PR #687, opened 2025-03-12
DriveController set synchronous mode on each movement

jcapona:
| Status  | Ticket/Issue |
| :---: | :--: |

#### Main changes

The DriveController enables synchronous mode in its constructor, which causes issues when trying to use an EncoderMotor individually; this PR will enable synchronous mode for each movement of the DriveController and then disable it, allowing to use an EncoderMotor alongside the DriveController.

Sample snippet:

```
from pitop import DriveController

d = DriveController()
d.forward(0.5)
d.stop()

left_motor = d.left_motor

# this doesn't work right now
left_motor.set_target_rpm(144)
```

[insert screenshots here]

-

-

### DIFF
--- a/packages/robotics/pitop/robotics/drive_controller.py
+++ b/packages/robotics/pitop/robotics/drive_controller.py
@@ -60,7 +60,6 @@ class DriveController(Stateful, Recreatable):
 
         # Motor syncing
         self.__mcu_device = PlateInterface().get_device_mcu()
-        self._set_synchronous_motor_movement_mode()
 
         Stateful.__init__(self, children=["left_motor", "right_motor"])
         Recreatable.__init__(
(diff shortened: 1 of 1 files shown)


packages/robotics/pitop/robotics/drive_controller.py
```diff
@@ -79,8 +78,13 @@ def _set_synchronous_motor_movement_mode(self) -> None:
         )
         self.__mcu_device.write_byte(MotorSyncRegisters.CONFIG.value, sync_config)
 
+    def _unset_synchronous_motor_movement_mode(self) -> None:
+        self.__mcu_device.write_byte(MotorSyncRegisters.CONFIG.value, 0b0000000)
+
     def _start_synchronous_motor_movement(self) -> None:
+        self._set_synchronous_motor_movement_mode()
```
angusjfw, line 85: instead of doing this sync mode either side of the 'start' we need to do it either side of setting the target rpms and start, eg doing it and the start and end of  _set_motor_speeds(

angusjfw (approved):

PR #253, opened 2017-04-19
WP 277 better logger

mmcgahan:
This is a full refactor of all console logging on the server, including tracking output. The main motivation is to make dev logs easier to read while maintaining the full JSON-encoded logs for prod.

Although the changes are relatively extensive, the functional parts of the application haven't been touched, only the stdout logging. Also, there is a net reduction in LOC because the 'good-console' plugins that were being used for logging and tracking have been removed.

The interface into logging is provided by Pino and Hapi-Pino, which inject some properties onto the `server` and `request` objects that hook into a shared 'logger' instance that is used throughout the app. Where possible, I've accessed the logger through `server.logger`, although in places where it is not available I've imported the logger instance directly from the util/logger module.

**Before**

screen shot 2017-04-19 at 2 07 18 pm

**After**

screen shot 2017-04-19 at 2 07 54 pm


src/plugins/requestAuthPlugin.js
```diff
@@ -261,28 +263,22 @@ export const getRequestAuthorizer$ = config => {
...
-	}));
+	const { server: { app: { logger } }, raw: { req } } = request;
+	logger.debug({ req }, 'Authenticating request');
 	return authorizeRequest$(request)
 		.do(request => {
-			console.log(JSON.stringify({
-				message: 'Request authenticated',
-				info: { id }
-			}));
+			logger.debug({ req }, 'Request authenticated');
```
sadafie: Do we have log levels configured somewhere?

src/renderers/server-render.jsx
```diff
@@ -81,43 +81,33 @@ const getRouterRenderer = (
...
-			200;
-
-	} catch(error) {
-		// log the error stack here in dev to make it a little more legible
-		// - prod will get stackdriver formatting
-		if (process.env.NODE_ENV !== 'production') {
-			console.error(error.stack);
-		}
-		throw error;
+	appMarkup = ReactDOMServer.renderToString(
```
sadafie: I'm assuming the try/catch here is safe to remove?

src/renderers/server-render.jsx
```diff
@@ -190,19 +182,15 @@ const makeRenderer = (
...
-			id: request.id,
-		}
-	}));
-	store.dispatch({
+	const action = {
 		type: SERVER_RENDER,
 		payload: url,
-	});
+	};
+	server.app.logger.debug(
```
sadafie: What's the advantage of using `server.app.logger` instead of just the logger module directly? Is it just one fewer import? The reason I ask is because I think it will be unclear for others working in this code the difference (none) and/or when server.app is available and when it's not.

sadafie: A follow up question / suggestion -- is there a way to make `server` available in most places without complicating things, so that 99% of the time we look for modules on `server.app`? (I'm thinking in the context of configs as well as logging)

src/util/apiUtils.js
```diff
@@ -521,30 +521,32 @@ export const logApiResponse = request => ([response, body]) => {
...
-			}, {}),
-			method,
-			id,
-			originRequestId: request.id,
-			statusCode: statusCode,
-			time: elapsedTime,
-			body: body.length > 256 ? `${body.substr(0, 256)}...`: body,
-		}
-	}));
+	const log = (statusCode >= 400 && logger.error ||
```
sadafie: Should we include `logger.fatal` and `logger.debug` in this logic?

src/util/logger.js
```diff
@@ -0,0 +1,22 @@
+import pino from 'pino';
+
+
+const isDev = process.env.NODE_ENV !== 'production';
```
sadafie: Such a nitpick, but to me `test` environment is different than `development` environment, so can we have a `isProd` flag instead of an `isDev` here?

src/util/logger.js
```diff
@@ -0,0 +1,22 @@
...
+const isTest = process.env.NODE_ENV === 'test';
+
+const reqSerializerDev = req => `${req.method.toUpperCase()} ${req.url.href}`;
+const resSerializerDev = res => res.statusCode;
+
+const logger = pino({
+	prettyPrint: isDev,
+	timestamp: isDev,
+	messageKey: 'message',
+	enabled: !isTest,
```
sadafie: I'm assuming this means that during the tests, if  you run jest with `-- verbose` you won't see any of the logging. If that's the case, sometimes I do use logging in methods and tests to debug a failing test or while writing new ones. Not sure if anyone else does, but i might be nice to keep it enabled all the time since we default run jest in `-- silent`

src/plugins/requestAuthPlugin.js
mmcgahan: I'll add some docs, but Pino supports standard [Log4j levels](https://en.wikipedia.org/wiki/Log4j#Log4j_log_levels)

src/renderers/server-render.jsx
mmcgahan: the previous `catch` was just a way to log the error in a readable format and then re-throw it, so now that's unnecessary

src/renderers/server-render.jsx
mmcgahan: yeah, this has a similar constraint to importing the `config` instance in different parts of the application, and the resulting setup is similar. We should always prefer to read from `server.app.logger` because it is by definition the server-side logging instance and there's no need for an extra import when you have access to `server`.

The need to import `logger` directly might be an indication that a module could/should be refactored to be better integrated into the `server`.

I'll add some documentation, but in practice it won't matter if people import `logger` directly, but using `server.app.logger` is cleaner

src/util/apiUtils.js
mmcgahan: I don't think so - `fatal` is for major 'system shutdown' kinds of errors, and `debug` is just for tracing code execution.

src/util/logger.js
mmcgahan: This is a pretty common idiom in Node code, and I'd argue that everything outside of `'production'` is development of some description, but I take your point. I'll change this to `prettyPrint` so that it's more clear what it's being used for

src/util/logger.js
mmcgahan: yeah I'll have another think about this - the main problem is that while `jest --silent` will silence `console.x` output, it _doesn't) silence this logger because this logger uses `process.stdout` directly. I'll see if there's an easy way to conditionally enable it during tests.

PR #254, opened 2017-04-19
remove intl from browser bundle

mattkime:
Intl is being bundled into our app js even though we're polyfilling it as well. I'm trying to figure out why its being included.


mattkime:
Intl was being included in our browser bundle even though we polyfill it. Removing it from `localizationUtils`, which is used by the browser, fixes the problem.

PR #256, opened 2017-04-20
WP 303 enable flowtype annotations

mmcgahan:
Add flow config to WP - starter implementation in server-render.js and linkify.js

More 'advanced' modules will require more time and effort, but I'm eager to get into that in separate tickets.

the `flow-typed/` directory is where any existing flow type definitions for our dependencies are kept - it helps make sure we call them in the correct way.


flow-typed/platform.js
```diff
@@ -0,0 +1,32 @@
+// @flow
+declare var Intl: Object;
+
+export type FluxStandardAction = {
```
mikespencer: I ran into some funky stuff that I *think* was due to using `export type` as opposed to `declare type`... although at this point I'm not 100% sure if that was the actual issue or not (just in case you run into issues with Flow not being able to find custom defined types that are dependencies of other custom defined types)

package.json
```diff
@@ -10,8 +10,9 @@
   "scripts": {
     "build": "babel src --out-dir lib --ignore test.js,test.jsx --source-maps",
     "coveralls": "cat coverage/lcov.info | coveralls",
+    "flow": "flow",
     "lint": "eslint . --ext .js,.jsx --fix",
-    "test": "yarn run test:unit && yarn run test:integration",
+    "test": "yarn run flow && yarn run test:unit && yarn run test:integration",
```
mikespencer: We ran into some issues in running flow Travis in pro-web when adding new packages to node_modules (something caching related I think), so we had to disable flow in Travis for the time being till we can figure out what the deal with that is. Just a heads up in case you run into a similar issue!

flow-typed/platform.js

------------------------

* What you need to do *
Work out how many lines of the listing above include "which"; the reply is that number alone.

* Solution to this exercise *
3